■ **TASK PROMPT**: Read through the material below and find each line that has the word "arrays"; copy it.

■ **SUPPLIED ENTRIES**:
PR #94, opened 2019-05-26
Feat/super pixel

AleksMat:
Added tasks for super-pixel segmentation + minor fix in visualizations.


geometry/eolearn/geometry/superpixel.py
```diff
@@ -0,0 +1,88 @@
...
+LOGGER = logging.getLogger(__name__)
+
+
+class SuperpixelSegmentation(EOTask):
+    """ Super-pixel segmentation task
+
+    Given a raster feature it will segment data into super-pixels. Representation of super-pixels will be returned as
+    a mask timeless feature where all pixels with the same value belong to one super-pixel
+    """
+    def __init__(self, feature, superpixel_feature, *, segmentation_object=skimage.segmentation.felzenszwalb,
```
batic: Why is there a * (additional positional arguments, if I understand correctly) in the `__init__`? They are never used, and never passed onwards. If this is to be future proof, then at least make them `*args` or so.

AleksMat: `*` doesn't specify any new parameters, it is the way how to force keyword-only arguments. In this case it means that some can do
```Python
SuperpixelSegmentation(my_feature, my_superpixel_feature,
    segmentation_object=my_segmentation_object)
```
but can't do
```Python
SuperpixelSegmentation(my_feature, my_superpixel_feature,
    my_segmentation_object)
```
This way you leave an option that more keyword-only arguments might be added in the future and their order might change. Because you force users to write parameter names, their code will be more consistent and won't break because of such changes.
Some reference: https://stackoverflow.com/questions/2965271/forced-naming-of-parameters-in-python

batic:
When running the test, I've noticed the warning:
DeprecationWarning: Bounding box of your EOPatch is saved in old format which in the future won't be supported anymore. Please save bounding box again, you can overwrite the existing one 

Could you please fix the bbox in the test eopatch with this PR?

geometry/eolearn/geometry/superpixel.py
```diff
@@ -0,0 +1,88 @@
...
+                 **segmentation_params):
+        """
+        :param feature: Raster feature which will be used in segmentation
+        :param superpixel_feature: A new mask timeless feature to hold super-pixel mask
+        :param segmentation_object: A function (object) which performs superpixel segmentation, by default that is
+            `skimage.segmentation.felzenszwalb`
+        :param segmentation_params: Additional parameters which will be passed to segmentation_object function
+        """
+        self.feature_checker = self._parse_features(feature, allowed_feature_types=FeatureTypeSet.SPATIAL_TYPES)
```
batic: Any reason why `feature_checker` is build in `__init__`, and then `next` is called to retrieve the feature only in `execute`, while `superpixel_feature` is constructed here?

AleksMat: The idea is that you can use `FeatureParser` with or without having an EOPatch. If you parse with an EOPatch it will also make sure that parsed features exist in the EOPatch before returning them.

In this case the `feature` parameter is an input feature for which we have to check that it exists in any given EOPatches. So we collect parsed feature from `FeatureParser` only in `execute` method, when we have an EOPatch.
On the other hand `superpixel_feature` is a new feature which does not have to exist in EOPatches yet. So we can finish parsing the feature right away in the init.

I agree that the way this is done looks a bit weird. An for the future there is a plan to improve the way features are parsed, but that will have to be done in the core package.

AleksMat:
@batic I re-saved the bbox in test EOPatch so that `DeprecationWarning` isn't being raised anymore.

I also suppressed a redundant warning from `skimage.segmentation`.

PR #95, opened 2019-05-28
Feat/vector raster transform improve

AleksMat:
The following PR contains some code breaking changes in `VectorToRaster` task so it should be reviewed carefully.

Change log:
- Split `eolearn.geometry.utilities` module into `eolearn.geometry.transformations` and `eolearn.geometry.morphology`.
- Large changes in `VectorToRaster` - new/renamed parameters and improve functionalities
- Some improvements in `RasterToVector`
- Added unit tests for `VectorToRaster` and `RasterToVector`

Note: This PR already includes changes from PR #94, so that one should be merged first.


AleksMat:
Note: This PR also contains changes from https://github.com/sentinel-hub/eo-learn/pull/99 so it should be merged after that one.

core/eolearn/core/eodata.py
```diff
@@ -103,37 +107,59 @@ def _parse_feature_type_value(feature_type, value):
...
+
+        return self.__setattr__(FeatureType(feature_type).value, value, feature_name=feature_name)
+
+    @staticmethod
+    def _check_tuple_key(key):
+        """ A helper function that checks a tuple, which should hold (feature_type, feature_name)
+        """
+        if len(key) != 2:
+            raise ValueError('Given element should be a feature_type or a tuple of (feature_type, feature_name),'
+                             'but {} found'.format(key))
```
mlubej: Just a general question, do you prefer this over f-strings? Or is it just that old habits die hard?

geometry/eolearn/geometry/transformations.py
```diff
@@ -0,0 +1,340 @@
...
+        :type eopatch: EOPatch
+        :return: New EOPatch with vector data transformed into a raster feature
+        :rtype: EOPatch
+        """
+        if eopatch.bbox is None:
+            raise ValueError('EOPatch has to have a bounding box')
+
+        rasterization_shapes = self._get_rasterization_shapes(eopatch)
+        if not rasterization_shapes:
+            return eopatch
```
mlubej: Should there be some warning here that nothing happens or that no shapes are present?

mlubej: Ah, nevermind, I guess that sometimes vector data just isn't present in an EOPatch

geometry/eolearn/geometry/transformations.py
```diff
@@ -0,0 +1,340 @@
...
+                             "".format(eopatch.bbox.crs, vector_data_crs))
+
+        bbox_poly = eopatch.bbox.geometry
+        vector_data = vector_data[vector_data.geometry.intersects(bbox_poly)].copy(deep=True)
+
+        if vector_data.empty:
+            return None
+
+        if not vector_data.geometry.is_valid.all():
+            warnings.warn('Given vector polygons contain some invalid geometries, they will be fixed', RuntimeWarning)
```
mlubej: Just a question, what is considered as an invalid geometry in this case?

geometry/eolearn/geometry/transformations.py
```diff
@@ -0,0 +1,340 @@
...
+        """
+        if eopatch.bbox is None:
+            raise ValueError('EOPatch has to have a bounding box')
+
+        rasterization_shapes = self._get_rasterization_shapes(eopatch)
+        if not rasterization_shapes:
+            return eopatch
+
+        height, width = self._get_raster_shape(eopatch)
+        data_transform = rasterio.transform.from_bounds(*eopatch.bbox, width=width, height=height)
```
mlubej: If I understand correctly, the `data_transform` here is the transformation function?

core/eolearn/core/eodata.py
AleksMat: This is because we are trying to support Python 3.5 as well which doesn't have f-strings.

geometry/eolearn/geometry/transformations.py
AleksMat: Yes, this only happens if vector feature has no polygons which have to be rasterized.

geometry/eolearn/geometry/transformations.py
AleksMat: This property is from `shapely`: [is_valid docs](https://shapely.readthedocs.io/en/stable/manual.html#object.is_valid). Basically the geometry must not be self-intersecting.

geometry/eolearn/geometry/transformations.py
AleksMat: Not a function but an `Affine` transformation vector object that rasterio returns for given bounding box coordinates and dimensions. Maybe it would be better if it would be named `affine_transform`?

mlubej:
Looks good to me!

PR #99, opened 2019-06-18
Feat/eoexecutor methods

AleksMat:
Changes:
- Added `EOExecutor` methods `get_successful_executions` and `get_failed_executions`
- Added an option of `EOExecutor.run` to switch between multiprocessing and multithreading
- Logs in a report are now by default hidden in a collapsible
- Minor logging improvements
- Added a simplified way to access features in EOPatch: e.g. `eopatch[(FeatureType.DATA, 'BANDS')]

### DIFF
--- a/core/eolearn/core/eoexecution.py
+++ b/core/eolearn/core/eoexecution.py
@@ -31,7 +31,7 @@ from jinja2 import Environment, FileSystemLoader
 
 from .eoworkflow import EOWorkflow
 
-LOGGER = logging.getLogger(__file__)
+LOGGER = logging.getLogger(__name__)
 
 
 class EOExecutor:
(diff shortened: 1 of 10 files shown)


core/eolearn/core/eoexecution.py
```diff
@@ -75,12 +75,15 @@ def _parse_execution_args(execution_args):
...
         """ Runs the executor with n workers.
 
-        :param workers: Number of parallel processes used in the execution. Default is a single process. If set to
-            `None` the number of workers will be the number of processors of the system.
+        :param workers: Maximum number of workflows which will be executed in parallel. Default is a single workflow.
+            If set to `None` the number of workers will be the number of processors of the system.
         :type workers: int or None
+        :param multiprocess: If `True` it will use multiple processors for execution. If `False` it will run on
+            multiple threads of a single processor.
+        :type multiprocess: bool
```
mlubej: What about the fact that we don't really see this happening when we use the threadpoolexecutor?

AleksMat: You are right, this docs string is not clear enough. Added a better explanation.

mlubej:
Looks good to me, you can merge.

PR #107, opened 2019-07-12
ExportToTiff: Create dir if it doesn't exist

lojzezust:
Added flag `create_dir` to function `_get_file_path` in `BaseLocalIo`. If set to `True` it creates the missing directories in the path. Useful for `EOTasks` that save files such as `ExportToTiff`.


AleksMat:
I agree with the new functionality. It falls in line with saving of EOPatches, which also automatically creates missing folders.

The code seems to be ok, no comments about code style.

Good job :+1:

PR #110, opened 2019-07-18
Improvement: new resizing method

lojzezust:
Implemented a `resize_images` utility function. The new implementation uses OpenCV for image smoothing and resizing which results in big performance gains (around 4x faster on average). Updated `AddCloudMaskTask` to use the new function.

New function correctly computes the sigma used for anti aliasing and correctly aligns the images on resize. The function can be reused in other modules, where resizing is done.

The values in tests for the `AddCloudMaskTask` were also updated to allow for the new sigma computation and alignment.

Also added `map_image_slices` utilitiy function. It maps a given function over all `(height, width)` image slices in an array of shape `(time, height, width, channels)`. Might be of use elswhere. If not we can refactor it inside `resize_images`.


core/eolearn/core/utilities.py
```diff
@@ -475,3 +476,80 @@ def constant_pad(X, multiple_of, up_down_rule='even', left_right_rule='even', pa
...
+        new_size = [int(d * f) for d,f in zip(old_size, scale_factors)]
+    else:
+        raise ValueError('Exactly one of the arguments new_size, scale_factors must be given.')
+
+    if interpolation not in INTER_METHODS:
+        raise ValueError('Invalid interpolation method: %s' % interpolation)
+
+    interpolation_method = INTER_METHODS[interpolation]
+    downscaling = scale_factors[0] < 1 or scale_factors[0] < 1
+    new_size = tuple(new_size)
```
andrejburja: i would put this in `resized = cv2.resize(image, tuple(new_size), interpolation=interpolation_method)`

core/eolearn/core/utilities.py
```diff
@@ -475,3 +476,80 @@ def constant_pad(X, multiple_of, up_down_rule='even', left_right_rule='even', pa
...
+
+    def _resize(image):
+        # Perform anti-alias smoothing if downscaling
+        if downscaling and anti_alias:
+            sx, sy = [((1/s) - 1)/2 for s in scale_factors]
```
andrejburja: if `sx` is sigmax just write it like that

core/eolearn/core/utilities.py
```diff
@@ -475,3 +476,80 @@ def constant_pad(X, multiple_of, up_down_rule='even', left_right_rule='even', pa
...
+
+def resize_images(data, new_size=None, scale_factors=None, anti_alias=True, interpolation='linear'):
+    """Resizes the images acording to given size or scale factors.
+
+    To specify the new scale use one of `new_size` or `scale_factors` parameters.
+    
+    :param data: input array
+    :type data: array of shape (timestamps, rows, columns, channels)
+    :param new_size: New size of the data (width, height)
+    :type new_size: (int, int)
```
andrejburja: what happens if new_size is not int?

devisperessutti:
I've realised the `test_cloud_mask` uses a local eopatch `mask/eolearn/test/eopatch_sample`. 

This was probably used before we introduced a unified `TestEOPatch` in `example_data`. Can you update the unti-tests to use the unified `TestEOPatch` and delete the `mask/eolearn/test/eopatch_sample`?

core/eolearn/core/utilities.py
```diff
@@ -475,3 +476,80 @@ def constant_pad(X, multiple_of, up_down_rule='even', left_right_rule='even', pa
...
+    elif scale_factors is not None and new_size is None:
+        new_size = [int(d * f) for d,f in zip(old_size, scale_factors)]
+    else:
+        raise ValueError('Exactly one of the arguments new_size, scale_factors must be given.')
+
+    if interpolation not in INTER_METHODS:
+        raise ValueError('Invalid interpolation method: %s' % interpolation)
+
+    interpolation_method = INTER_METHODS[interpolation]
+    downscaling = scale_factors[0] < 1 or scale_factors[0] < 1
```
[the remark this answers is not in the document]
lojzezust: Thanks! Changed to `scale_factors[1]`. We  check if any of the scaling factors is less than one.

core/eolearn/core/utilities.py
```diff
@@ -475,3 +476,80 @@ def constant_pad(X, multiple_of, up_down_rule='even', left_right_rule='even', pa
...
+        'cubic': cv2.INTER_CUBIC
+    }
+
+    # Old width and height
+    old_size = (data.shape[2], data.shape[1])
+
+    if new_size is not None and scale_factors is None:
+        scale_factors = [new/old for old, new in zip(old_size, new_size)]
+    elif scale_factors is not None and new_size is None:
+        new_size = [int(d * f) for d,f in zip(old_size, scale_factors)]
```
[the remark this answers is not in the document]
lojzezust: `d` as dimension and `f` as factor. Changed to `size` and `factor`.

core/eolearn/core/utilities.py
```diff
@@ -475,3 +476,80 @@ def constant_pad(X, multiple_of, up_down_rule='even', left_right_rule='even', pa
...
+    
+    return output
+
+def resize_images(data, new_size=None, scale_factors=None, anti_alias=True, interpolation='linear'):
+    """Resizes the images acording to given size or scale factors.
+
+    To specify the new scale use one of `new_size` or `scale_factors` parameters.
+    
+    :param data: input array
+    :type data: array of shape (timestamps, rows, columns, channels)
```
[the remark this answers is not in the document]
lojzezust: numpy. Updated the docstrings.

core/eolearn/core/utilities.py
lojzezust: Currently the error is raised by OpenCV. (`TypeError: integer argument expected, got float`)

There are other options. We could raise our own error, or just round to the nearest integer?

lojzezust:
> I've realised the `test_cloud_mask` uses a local eopatch `mask/eolearn/test/eopatch_sample`.
> 
> This was probably used before we introduced a unified `TestEOPatch` in `example_data`. Can you update the unti-tests to use the unified `TestEOPatch` and delete the `mask/eolearn/test/eopatch_sample`?

@devisperessutti Sure. I will look into it.

lojzezust:
I wrote the code to only work on 4d arrays. Maybe it would be better if it was generalized to work also on 3d features (timeless) or maybe even 2d if needed.

andrejburja:
> I wrote the code to only work on 4d arrays. Maybe it would be better if it was generalized to work also on 3d features (timeless) or maybe even 2d if needed.

can you please adapt the code to work also on 4d, 3d, 2d data.

lojzezust:
> I've realised the `test_cloud_mask` uses a local eopatch `mask/eolearn/test/eopatch_sample`.
> 
> This was probably used before we introduced a unified `TestEOPatch` in `example_data`. Can you update the unti-tests to use the unified `TestEOPatch` and delete the `mask/eolearn/test/eopatch_sample`?

I've added the tests for the TestEOPatch example.

lojzezust:
> > I wrote the code to only work on 4d arrays. Maybe it would be better if it was generalized to work also on 3d features (timeless) or maybe even 2d if needed.
> 
> can you please adapt the code to work also on 4d, 3d, 2d data.

I've adapted the code to work on 4d, 3d and 2d data. Should I add some tests for the resizing. If so, where should I put them?

core/eolearn/core/utilities.py
```diff
@@ -475,3 +476,113 @@ def constant_pad(X, multiple_of, up_down_rule='even', left_right_rule='even', pa
...
+    return res
+
+def resize_images(data, new_size=None, scale_factors=None, anti_alias=True, interpolation='linear'):
+    """Resizes the image(s) acording to given size or scale factors.
+
+    To specify the new scale use one of `new_size` or `scale_factors` parameters.
+    
+    :param data: input image array
+    :type data: numpy array with shape (timestamps, height, width, channels), (height, width, channels), or (height, width)
+    :param new_size: New size of the data (width, height)
```
azupanc: Probably a typo: `new_size` is tuple of `(height, width)` and not (width, height) as stated in the docs.

core/eolearn/core/utilities.py
```diff
@@ -475,3 +476,113 @@ def constant_pad(X, multiple_of, up_down_rule='even', left_right_rule='even', pa
...
+    :type new_size: (int, int)
+    :param scale_factors: Factors (fx,fy) by which to resize the image
+    :type scale_factors: (float, float)
+    :param anti_alias: Use anti aliasing smoothing operation when downsampling.
+    :type anti_alias: bool
+    :param interpolation: Interpolation method used for resampling. One of 'nearest', 'linear', 'cubic'.
+    :type interpolation: bool
```
azupanc: typo: type of `interpolation` is `str` and not `bool`. It's also a good practice IMO to mention explicitly what the default value is for parameters that have one (like this one).

core/eolearn/core/utilities.py
```diff
@@ -475,3 +476,113 @@ def constant_pad(X, multiple_of, up_down_rule='even', left_right_rule='even', pa
...
+    if interpolation not in INTER_METHODS:
+        raise ValueError('Invalid interpolation method: %s' % interpolation)
+
+    interpolation_method = INTER_METHODS[interpolation]
+    downscaling = scale_factors[0] < 1 or scale_factors[1] < 1
+
+    def _resize2d(image):
+        # Perform anti-alias smoothing if downscaling
+        if downscaling and anti_alias:
+            sigmaX, sigmaY = [((1/s) - 1)/2 for s in scale_factors]
```
azupanc: Is it possible to give a reference to a source where the motivation and/or explanation is given why `sigma = ((1/s)-1)/2` is good option?

mask/eolearn/mask/cloud_mask.py
```diff
@@ -156,15 +156,13 @@ def _downscaling(self, hr_array, meta_info, interp='linear', smooth=True):
         if (self.cm_size_y is None) and (self.cm_size_x is None):
             return hr_array, None
 
-        # Rescaling factor in spatial (height, width) dimensions
+        # Rescaling factor in spatial (width, height) dimensions
```
azupanc: Why is order of dimensions `(width, height)` and not `(height, width)`? Aren't images in EOPatches saved as `(height, width, bands)`?

core/eolearn/core/utilities.py
andrejburja: i would suggest raising an error

core/eolearn/core/utilities.py
lojzezust: This is the default value in the [skimage implementation of antialiasing](https://scikit-image.org/docs/dev/api/skimage.transform.html#skimage.transform.resize).

Here is an example using the old sigma values (sigma = 1/s). Band B02 is resized to the same resolution as B01 and compared with it. As you can see the blurring is excessive.

orig_b01

Here is an example using the skimage default sigma.

skimage_b01

core/eolearn/core/utilities.py
lojzezust: It's actually width and height. Even though images are stored as (height, width) matrices, most image processing libraries refer to the size as width, height as it's more natural.

It can be changed of course. Both options have pros and cons and in the end you always have to look at the documentation to see which abstraction is used.

mask/eolearn/mask/cloud_mask.py
lojzezust: See answer above.

core/eolearn/core/utilities.py
lojzezust: Done

core/eolearn/core/utilities.py
azupanc: I agree that this depends on the convention. Since in EOPatch the imagery is stored as `(height, width)` I would recommend that we follow this convention everywhere in our code.

core/eolearn/core/utilities.py
azupanc: Thanks for this info. Could you please add a comment to this code block describing from where this formula is taken?

core/eolearn/core/utilities.py
lojzezust: Sure. Will change.

lojzezust: That applies to scale factors as well, right? `(fx, fy)` -> `(fy, fx)`

core/eolearn/core/utilities.py
```diff
@@ -7,6 +7,7 @@
 from collections import OrderedDict
 
 import numpy as np
+import cv2
```
AleksMat: Unfortunately OpenCV is not a dependency of `eo-learn-core` and I'm not sure if it should be.

Suggestion:
- This utility is for now moved to `eo-learn-mask`. In it will be needed by other subpackages in the future we can move it to core.
- Dependency `opencv-contrib-python-headless` is added to `eo-learn-mask`

core/eolearn/core/utilities.py
```diff
@@ -7,6 +7,7 @@
 from collections import OrderedDict
```
AleksMat: There are quite a few pylint issues in module `eolearn.core.utilities`.

Issues: https://travis-ci.org/sentinel-hub/eo-learn/jobs/568268544#L1274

■ **OUTPUT FOR THIS TASK**:
I wrote the code to only work on 4d arrays. Maybe it would be better if it was generalized to work also on 3d features (timeless) or maybe even 2d if needed.
> I wrote the code to only work on 4d arrays. Maybe it would be better if it was generalized to work also on 3d features (timeless) or maybe even 2d if needed.
> > I wrote the code to only work on 4d arrays. Maybe it would be better if it was generalized to work also on 3d features (timeless) or maybe even 2d if needed.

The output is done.